By the way: keywords "stat_file": "./dpa2 was used.

DeePMD-kit Version

V3.0.0a0

Backend and its version

deepmd-kit.3.0_cuda123/lib/python3.11

How did you download the software?

Offline packages

Input Files, Running Commands, Error Log, etc.

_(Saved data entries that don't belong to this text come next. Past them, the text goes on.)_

PR #663, opened 2018-10-16
Allow subsetting .data with symbols

lionel-:
I noticed that lists and data frames can be subsetted with symbols. It makes sense to allow it for data pronouns as well, then we get:

```r
quoting_fn <- function(data, var) {
  var <- ensym(var)
  mutate(data, .data[[var]])
}
```

### DIFF
--- a/NEWS.md
+++ b/NEWS.md
@@ -55,6 +55,10 @@ transform the warning to a failure.
   .data[["name"]])` and `group_by(df, name)` produce the same column
   name.
 
+* `.data[[` now supports symbols, just like you can use symbols to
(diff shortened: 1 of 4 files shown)


NEWS.md
```diff
@@ -55,6 +55,10 @@ transform the warning to a failure.
   .data[["name"]])` and `group_by(df, name)` produce the same column
   name.
 
+* `.data[[` now supports symbols, just like you can use symbols to
```
hadley: How do you subset a regular vector with a symbol?

hadley: That seems like a pretty weird quirk to recreate.

PR #379, opened 2023-06-08
Make `BaseValidationError` base static in Python < 3.11

layday:
Unsure if this worked in MyPy but Pyright failed to resolve the base of `BaseValidationError` subclasses leading to hard to trace type errors in custom note attributes from failing to narrow Iterable and ClassValidationError unions.


Tinche:
Cool, thanks!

[2024-07-05 10:59:59,135] DEEPMD INFO batch 20000: trn: rmse = 9.27e+00, rmse_e = 5.18e-02, rmse_f = 3.20e-01, lr = 1.68e-04 [2024-07-05 10:59:59,135] DEEPMD INFO batch 20000: val: rmse = 2.10e+01, rmse_e = 2.09e-01, rmse_f = 7.22e-01 [2024-07-05 10:59:59,135] DEEPMD INFO batch 20000: total wall time = 867.78 s [2024-07-05 11:04:32,527] DEEPMD WARNING Data loading buffer is empty or nearly empty. This may indicate a data loading bottleneck, and increasing the number of workers (--num-workers) may help. [2024-07-05 11:15:47,722] DEEPMD INFO batch 22000: trn: rmse = 8.23e+00, rmse_e = 1.09e-01, rmse_f = 2.84e-01, lr = 1.68e-04 [2024-07-05 11:15:47,722] DEEPMD INFO batch 22000: val: rmse = 8.26e+00, rmse_e = 2.24e-01, rmse_f = 2.84e-01 [2024-07-05 11:15:47,722] DEEPMD INFO batch 22000: total wall time = 948.59 s [2024-07-05 11:19:32,806] DEEPMD WARNING Data loading buffer is empty or nearly empty. This may indicate a data loading bottleneck, and increasing the number of workers (--num-workers) may help. [2024-07-05 11:30:11,391] DEEPMD INFO batch 24000: trn: rmse = 1.21e+01, rmse_e = 1.30e-01, rmse_f = 4.21e-01, lr = 1.65e-04 [2024-07-05 11:30:11,392] DEEPMD INFO batch 24000: val: rmse = 9.12e+00, rmse_e = 1.42e-01, rmse_f = 3.18e-01 [2024-07-05 11:30:11,392] DEEPMD INFO batch 24000: total wall time = 863.67 s { "_comment": "that's all", "model": { "type_map": [ "H", "C", "N", "O" ], "descriptor": { "type": "dpa2", "tebd_dim": 8, "repinit_rcut": 7.0, "repinit_rcut_smth": 6.0, "repinit_nsel": 100, "repformer_rcut": 4.0, "repformer_rcut_smth": 3.5, "repformer_nsel": 40, "repinit_neuron": [ 25, 50, 100 ], "repinit_axis_neuron": 12, "repinit_activation": "tanh", "repformer_nlayers": 12, "repformer_g1_dim": 128, "repformer_g2_dim": 32, "repformer_attn2_hidden": 32, "repformer_attn2_nhead": 4, "repformer_attn1_hidden": 128, "repformer_attn1_nhead": 4, "repformer_axis_dim": 4, "repformer_update_h2": false, "repformer_update_g1_has_conv": true, "repformer_update_g1_has_grrg": true, "repformer_update_g1_has_drrd": true, "repformer_update_g1_has_attn": true, "repformer_update_g2_has_g1g1": true, "repformer_update_g2_has_attn": true, "repformer_attn2_has_gate": true, "repformer_add_type_ebd_to_seq": false },

Steps to Reproduce

mpirun -np 4 dp --pt train --skip-neighbor-stat --mpi-log=master input.json

Further Information, Files, and Links

No response

njzjz commented 1 week ago

I don't think MPI training has been supported by the PyTorch backend. Please read the documentation.